Looney Labs Icehouse Mailing list Archive

Re: [Icehouse] Some questions for icehouse game designers for college students creating their own games

  • FromAndy Looney <andy@xxxxxxxxxxxxxx>
  • DateThu, 12 Feb 2009 13:51:35 -0500
# Why did you use the Tree house pyramids to make your game?

Because I invented the pyramids! And even after 20 years I can't stop thinking up new ways to play with them...

# How did you get your idea?

Sorry, I can't reveal that, it's a Trade Secret. :) Seriously, inspiration is one of the hardest things to get a handle on sometimes. Where do ideas come from? The thought muscles in my brain just does it, and not usually on a useful or predictable schedule. There's a great quote from Captain James T. Kirk: "Genius does not operate on an assembly-line basis, you can't simply say, 'Today I will be brilliant!'" Sometimes the idea is the hardest part. But there's another quote I love which also applies, from Stephen Peek's book GAME PLAN: The Game Inventor's Handbook: "Ideas float freely in the air, waiting to be picked like fruit." As Jacob has already said, ideas are everywhere, the trick is finding that one awesomely great idea in the haystack.

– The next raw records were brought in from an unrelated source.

PR #21, opened 2023-01-30
Fix doctest failure

thisac:
Fixes failing doctest in the README.

### DIFF
--- a/README.rst
+++ b/README.rst
@@ -38,7 +38,7 @@ Example usage
 This example uses the ``dwave.gate.Circuit`` object's  context manager to append operations to
 a two-qubit circuit.
 
-.. code-block:: python
+.. testcode::
 
     import dwave.gate.operations as ops
     from dwave.gate import Circuit
@@ -46,6 +46,7 @@ a two-qubit circuit.
     circuit = Circuit(2)
 
     with circuit.context as (q, c):
+        ops.X(q[0])
         ops.Hadamard(q[1])
         ops.CZ(q[0], q[1])
         ops.Hadamard(q[1])
--- a/docs/README.rst
+++ b/docs/README.rst
@@ -38,7 +38,7 @@ Example usage
 This example uses the ``dwave.gate.Circuit`` object's  context manager to append operations to
 a two-qubit circuit.
 
-.. code-block:: python
+.. testcode::
 
     import dwave.gate.operations as ops
     from dwave.gate import Circuit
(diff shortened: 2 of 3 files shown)


thisac:
I went with skipping it rather than fixing it, so that it passes. Otherwise the example would either have to be re-written as:

```python
>>> import dwave.gate.operations as ops
>>> from dwave.gate import Circuit
>>> circuit = Circuit(2)
>>> with circuit.context as (q, c):
...     ops.Hadamard(q[1])
...     ops.CZ(q[0], q[1])
...     ops.Hadamard(q[1])
<Operation: X, qubits=(<qubit: 0, id:...>,)>
<Operation: Hadamard, qubits=(<qubit: 1, id:...>,)>
<ControlledOperation: CZ, qubits=(<qubit: 0, id:...>, <qubit: 1, id:...>)>
<Operation: Hadamard, qubits=(<qubit: 1, id:...>,)>
```

which I think looks less clean, or some other workaround would have to be made (e.g., by adding a new block that is run by doctest but not rendered in the docs), which all felt hacky. This was the easy quick fix, but let me know if you have any better ideas.

JoelPasvolsky:
What about using `testcode` instead?

```
.. testcode::

    import dwave.gate.operations as ops
    from dwave.gate import Circuit

    circuit = Circuit(2)

        ops.Hadamard(q[1])
        ops.CZ(q[0], q[1])
        ops.Hadamard(q[1])

You can run the ``dwave.gate.simulator`` simulator on such circuits.

>>> from dwave.gate.simulator import simulate
>>> simulate(circuit)
```

I'm getting 

```
Failed example:
    simulate(circuit)
Expected:
    array([0.+0.j, 0.+0.j, 0.+0.j, 1.+0.j])
Got:
    array([1.+0.j, 0.+0.j, 0.+0.j, 0.+0.j])
```

which looks helpful

thisac:
Thanks @JoelPasvolsky. I'll try that! Ah, yes, I fixed that issue, but forgot to commit it and reverted it again before pushing. It's missing an X-gate (which I'll add). Is `testcode` a doctest-specific block?

JoelPasvolsky:
> Thanks @JoelPasvolsky. I'll try .... Is `testcode` a doctest-specific block?

Yes but it renders nicely in the HTML builder too: https://www.sphinx-doc.org/en/master/usage/extensions/doctest.html

JoelPasvolsky (approved):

# Could you describe the process you go through to turn your idea into a
# finished game?

Here's an article I recently wrote that might be helpful, about the design history of my most recently published Icehouse game, World War 5:

<http://www.wunderland.com/WTS/Andy/Games/WW5/DesignHistory.html>

I basically describe the whole process I went through in creating that game, from idea I brooded about for literally years to an actual finished which I designed and developed in about 2 weeks.

I would also direct your attention to this list of my Game Design Principles:

<http://www.wunderland.com/WTS/Andy/Games/DesignPrinciples.html>

... and to these interview questions I answered from another student some while ago:

<http://www.wunderland.com/WTS/Andy/Games/VGinterview.html>

Good luck and have fun thinking up new ways to play with pyramids!